Effective date: January 1, 2025. These terms govern your use of vertatechllc.site and any engagement with Vertatech LLC services. Read them before proceeding.
1. Acceptance of Terms
By accessing vertatechllc.site or engaging Vertatech LLC for any service, you agree to be bound by these Terms & Conditions. If you do not agree, do not use this site or engage our services.
Vertatech LLC reserves the right to update these terms at any time. Continued use of the site or services following any update constitutes acceptance of the revised terms.
2. Services & Scope of Work
Vertatech LLC provides automation workflow design, AI integration, eCommerce operations automation, and related consulting services. The specific scope, deliverables, timeline, and fees for each engagement are defined in a written Statement of Work (SOW) or service agreement signed by both parties.
Services outside the agreed SOW scope require a written change order. Vertatech LLC is not obligated to perform out-of-scope work without a signed amendment and corresponding payment arrangement.
3. Payment Terms
Payment schedules are specified in each SOW. Unless otherwise stated, invoices are due within 14 days of issuance. Vertatech LLC reserves the right to suspend work on any engagement where payment is more than 14 days overdue.
All fees are quoted in US dollars. Applicable taxes are the client's responsibility unless explicitly included in the quoted amount. Late payments may incur interest at 1.5% per month on the outstanding balance.
4. Intellectual Property
Upon receipt of full payment for an engagement, Vertatech LLC assigns to the client all rights, title, and interest in the custom-built workflows, automation scripts, and integration configurations created specifically for that client under the applicable SOW.
Vertatech LLC retains ownership of all pre-existing tools, frameworks, methodologies, and internal systems used in the delivery of services. Nothing in these terms transfers ownership of our proprietary systems or general-purpose automation components.
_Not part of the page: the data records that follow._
PR #488, opened 2020-02-07
Port Shared Config Improvements & Credential Providers

skmcgrail:
Criteria for Success:
* [X] Shared Config Improvements from V1
* [X] Process Credential Provider
* [X] Web Identity Token Provider
* [X] Credential Chaining and Loading from Environment and Shared Config
* [X] Separate Credential Provider Configurable Options, Provide Functional Arguments 
* [x] Support Configuring Credential Providers created in the Credential Chain via functional arguments

### DIFF
--- a/CHANGELOG_PENDING.md
+++ b/CHANGELOG_PENDING.md
@@ -6,6 +6,14 @@ Services
 
 SDK Features
 ---
+* `aws`: Add Support for additional credential providers and credential configuration chaining ([#488](https://github.com/aws/aws-sdk-go-v2/pull/488))
+  * `aws/processcreds`: Adds Support for the Process Credential Provider
+    * Fixes [#249](https://github.com/aws/aws-sdk-go-v2/issues/249)
+  * `aws/stscreds`: Adds Support for the Web Identity Credential Provider
+    * Fixes [#475](https://github.com/aws/aws-sdk-go-v2/issues/475)
+    * Fixes [#338](https://github.com/aws/aws-sdk-go-v2/issues/338)
+  * Adds Support for `credential_source`
+    * Fixes [#274](https://github.com/aws/aws-sdk-go-v2/issues/274)
 
 SDK Enhancements
 ---


aws/external/resolve_credentials.go
```diff
@@ -0,0 +1,404 @@
...
+var (
+	ecsContainerEndpoint = "http://169.254.170.2" // not constant to allow for swapping during unit-testing
+
+	// WebIdentityEmptyRoleARNErr will occur if 'AWS_WEB_IDENTITY_TOKEN_FILE' was set but
+	// 'AWS_ROLE_ARN' was not set.
+	WebIdentityEmptyRoleARNErr = awserr.New(stscreds.ErrCodeWebIdentity, "role ARN is not set", nil)
+
+	// WebIdentityEmptyTokenFilePathErr will occur if 'AWS_ROLE_ARN' was set but
+	// 'AWS_WEB_IDENTITY_TOKEN_FILE' was not set.
+	WebIdentityEmptyTokenFilePathErr = awserr.New(stscreds.ErrCodeWebIdentity, "token file path is not set", nil)
```
jasdel: Probably don't want to expose error values because we'll never be able to change them to errors that can be includes metadata about the filename that failed, or other attributes about the error that may be useful to return.

aws/external/resolve_credentials.go
```diff
@@ -0,0 +1,404 @@
...
+	if err != nil {
+		return err
+	}
+
+	envConfig, sharedConfig, other := getAWSConfigSources(configs)
+
+	switch {
+	case sharedProfileSet:
+		err = resolveCredsFromProfile(cfg, envConfig, sharedConfig, other)
+	case envConfig.Credentials.HasKeys():
```
jasdel: Nit for readability it would be nice to have a trailing newline after each case block to make little easier to read the case sections.

aws/external/shared_config.go
```diff
@@ -18,27 +19,49 @@ const (
...
+// ErrSharedConfigSourceCollision will be returned if a section contains both
+// source_profile and credential_source
+var ErrSharedConfigSourceCollision = awserr.New(ErrCodeSharedConfig, "only source profile or credential source can be specified, not both", nil)
+
+// ErrSharedConfigECSContainerEnvVarEmpty will be returned if the environment
+// variables are empty and Environment was set as the credential source
+var ErrSharedConfigECSContainerEnvVarEmpty = awserr.New(ErrCodeSharedConfig, "EcsContainer was specified as the credential_source, but 'AWS_CONTAINER_CREDENTIALS_RELATIVE_URI' was not set", nil)
+
+// ErrSharedConfigInvalidCredSource will be returned if an invalid credential source was provided
+var ErrSharedConfigInvalidCredSource = awserr.New(ErrCodeSharedConfig, "credential source values must be EcsContainer, Ec2InstanceMetadata, or Environment", nil)
```
jasdel: probably want to avoid defining package error values. We won't be able to add metadata to error values in the future.  Such as profile name, file, etc.

aws/processcreds/provider.go
```diff
@@ -0,0 +1,350 @@
...
+// executeCredentialProcess starts the credential process on the OS and
+// returns the results or an error.
+func (p *Provider) executeCredentialProcess(ctx context.Context) ([]byte, error) {
+	ctx, cancelFunc, err := p.prepareCommand(ctx)
+	if err != nil {
+		return nil, err
+	}
+	defer cancelFunc()
+
+	output := bytes.NewBuffer(make([]byte, 0, 1*sdkio.MebiByte))
```
jasdel: Would something closer to (5-10) KB be more appropriate? A response as large as 1MB seems fairly excessive for a default.

aws/stscreds/provider.go
```diff
@@ -199,43 +204,48 @@ type AssumeRoleProvider struct {
...
-		} else if p.TokenProvider != nil {
-			input.SerialNumber = p.SerialNumber
-			code, err := p.TokenProvider()
+	if p.options.SerialNumber != nil {
+		if p.options.TokenCode != nil {
+			input.SerialNumber = p.options.SerialNumber
+			input.TokenCode = p.options.TokenCode
+		} else if p.options.TokenProvider != nil {
+			input.SerialNumber = p.options.SerialNumber
+			code, err := p.options.TokenProvider()
```
jasdel: What do you think about simplifying this, dropping `TokenCode`, and only keeping `TokenProvider`? The extra parameter duplicates the behavior of `TokenProvider` and `TokenProvider` can satisfy the role of `TokenCode`.

aws/stscreds/web_identity_provider.go
```diff
@@ -0,0 +1,103 @@
...
+}
+
+// WebIdentityRoleProviderOptions is a structure of configurable options for WebIdentityRoleProvider
+type WebIdentityRoleProviderOptions struct {
+	ExpiryWindow time.Duration
+}
+
+// NewWebIdentityRoleProvider will return a new WebIdentityRoleProvider with the
+// provided stsiface.STSAPI
+func NewWebIdentityRoleProvider(svc stsiface.ClientAPI, roleARN, roleSessionName, path string, options ...func(*WebIdentityRoleProviderOptions)) *WebIdentityRoleProvider {
```
jasdel: What do you think about changing the `path` parameter to a interface that has a method to get the JWT bytes. 
Minor difference, but it decouples where the JWT bytes come from outside of the web identity role provider. This also has a small benefit for tests, that a actual JWT file isn't needed for unit testing this provider.

```go
type JWTBytes interface {
    GetJWTBytes() ([]byte, error)
}

type JWTFilename string
func (f *FileBytes) GetJWTBytes() ([]byte, error) { /* ... */ }
```

Usage:
```go
stscreds.NewWebIdentityRoleProvider(client, myARN, "sessionName", stscreds.JWTFilename("myfile.jwt"))
```

aws/external/resolve_credentials.go
```diff
@@ -0,0 +1,404 @@
...
+	}
+
+	sts := sts.New(*cfg)
+
+	opts := []func(*stscreds.AssumeRoleProviderOptions){
+		func(options *stscreds.AssumeRoleProviderOptions) {
+			options.RoleSessionName = sharedCfg.RoleSessionName
+			if sharedCfg.RoleDurationSeconds != nil {
+				if *sharedCfg.RoleDurationSeconds/time.Second < 900 {
+					options.Duration = time.Second * 900
```
jasdel: Minor nit but using `time.Minute*15` would be a bit easier to read then 900. (Don't have to think about how many minutes 900 seconds are)

aws/processcreds/provider.go
skmcgrail: Yes this was a miss on my part, I couldn't remember what the default had been recently changed to in V1. Forgot to put in a TODO to come back and correct this!

aws/processcreds/provider.go
```diff
@@ -0,0 +1,342 @@
...
+// executeCredentialProcess starts the credential process on the OS and
+// returns the results or an error.
+func (p *Provider) executeCredentialProcess(ctx context.Context) ([]byte, error) {
+	ctx, cancelFunc, err := p.prepareCommand(ctx)
+	if err != nil {
+		return nil, err
+	}
+	defer cancelFunc()
+
+	output := bytes.NewBuffer(make([]byte, 0, DefaultBufSize))
```
jasdel: Do we want to export `DefaultBufSize` the value cannot be set? Since we're not using the limit reader anymore probably don't need to export this value.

Client-provided data, systems access credentials, and existing technology remain the property of the client at all times. Vertatech LLC will not use client data for any purpose beyond delivering the agreed services.
5. Confidentiality
Both parties agree to keep confidential any non-public information disclosed during an engagement, including business processes, technical architecture, and financial terms. This obligation survives the termination of any agreement for a period of three years.
1. Acceptance of Terms
2. Services & Scope of Work
Vertatech LLC may reference the client's name and general project category in marketing materials unless the client provides written notice to the contrary prior to project completion.
3. Payment Terms
4. Intellectual Property
5. Confidentiality
6. Limitation of Liability
6. Limitation of Liability
7. Warranties & Disclaimers
8. Termination
9. Governing Law & Dispute Resolution
To the fullest extent permitted by applicable law, Vertatech LLC's total liability to the client for any claim arising from or related to services shall not exceed the total fees paid by the client in the 90 days preceding the claim.
10. General Provisions
Related policies: Privacy Policy, Refund & Returns Policy.
Vertatech LLC is not liable for indirect, incidental, consequential, or punitive damages, including lost profits, data loss, or operational disruption, even if advised of the possibility of such damages.
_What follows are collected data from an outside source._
PR #1500, opened 2021-11-17
Fixes for DescribePlaceIndex service.

jaanauati:
This fixes the following error:

```
5 operation error Location: DescribePlaceIndex, https response error StatusCode: 403, RequestID: 35f23c7d-0a75-44ec-b47e-e4f56f07dff5, api error MissingAuthenticationTokenException: Missing Authentication Token
```

After some little digging I realized that `DescribePlaceIndex` is currently not using/including the `addHTTPSignerV4Middleware`  which leads to the mentioned auth errors.

### DIFF
--- a/service/location/internal/endpoints/endpoints.go
+++ b/service/location/internal/endpoints/endpoints.go
@@ -127,7 +127,7 @@ var defaultPartitions = endpoints.Partitions{
 			{
 				Variant: 0,
 			}: {
-				Hostname:          "places.geo.{region}.amazonaws.com",
+				Hostname:          "geo.{region}.amazonaws.com",
 				Protocols:         []string{"https"},
 				SignatureVersions: []string{"v4"},
 			},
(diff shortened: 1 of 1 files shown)


service/location/internal/endpoints/endpoints.go
```diff
@@ -127,7 +127,7 @@ var defaultPartitions = endpoints.Partitions{
 			{
 				Variant: 0,
 			}: {
-				Hostname:          "geo.{region}.amazonaws.com",
```
jaanauati, line 130: got this one from aws-cli (using `--debug` flag), i'm not sure about the rest of the urls in this file though (geo-fips, geo.{region}.api, etc).

skmcgrail:
Closing in favor of https://github.com/aws/aws-sdk-go-v2/pull/1518 which resolves this at the code generation level. Thanks for the report!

Vertatech LLC does not guarantee specific business outcomes from deployed automations. Results depend on client-side factors including data quality, system availability, and operational practices outside our control.
7. Warranties & Disclaimers
Vertatech LLC warrants that services will be performed in a professional manner consistent with industry standards. We do not warrant that deliverables will be error-free or that third-party platforms integrated into client workflows will remain available or unchanged.
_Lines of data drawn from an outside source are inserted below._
PR #1509, opened 2021-11-24
doc: make tag scope clear

charles-d-burton:
The word tag is loaded for Docker, this makes more clear which resource it's affecting.


jasdel:
Thanks for reporting this issue, and creating the PR. The file being modified is a file generated from a model owned by the service team, not the SDK. All API operations, types, and documentation are generated into the SDK from these models. This is the reason the SDK is unable to take any changes modifying these generated files, or their backing models.

The best way to resolve this issue is to submit feedback on the [API Reference Guide for UntagResource Action](https://docs.aws.amazon.com/AmazonECR/latest/APIReference/API_UntagResource.html)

This site and its content are provided 'as is' without warranties of any kind. Vertatech LLC disclaims all implied warranties, including merchantability and fitness for a particular purpose, to the extent permitted by law.
8. Termination
Either party may terminate an engagement with 14 days written notice if the other party materially breaches these terms and fails to cure the breach within that notice period. Vertatech LLC may terminate immediately for non-payment or breach of confidentiality obligations.
Upon termination, the client is responsible for fees covering all work completed through the termination date. Vertatech LLC will deliver all completed work product for which full payment has been received.
9. Governing Law & Dispute Resolution
These terms are governed by the laws of the state in which Vertatech LLC is incorporated, without regard to conflict of law provisions. Any dispute arising under these terms shall first be addressed through good-faith negotiation between the parties.
If negotiation does not resolve the dispute within 30 days, the matter shall be submitted to binding arbitration under the rules of the American Arbitration Association. The arbitration shall take place in the state of incorporation. Each party bears its own legal costs unless the arbitrator directs otherwise.
10. General Provisions
If any provision of these terms is found unenforceable, the remaining provisions continue in full force. These terms, together with any executed SOW, constitute the entire agreement between the parties and supersede all prior discussions or representations.
Failure by either party to enforce any provision does not constitute a waiver of future enforcement rights. These terms may not be assigned by the client without Vertatech LLC's prior written consent.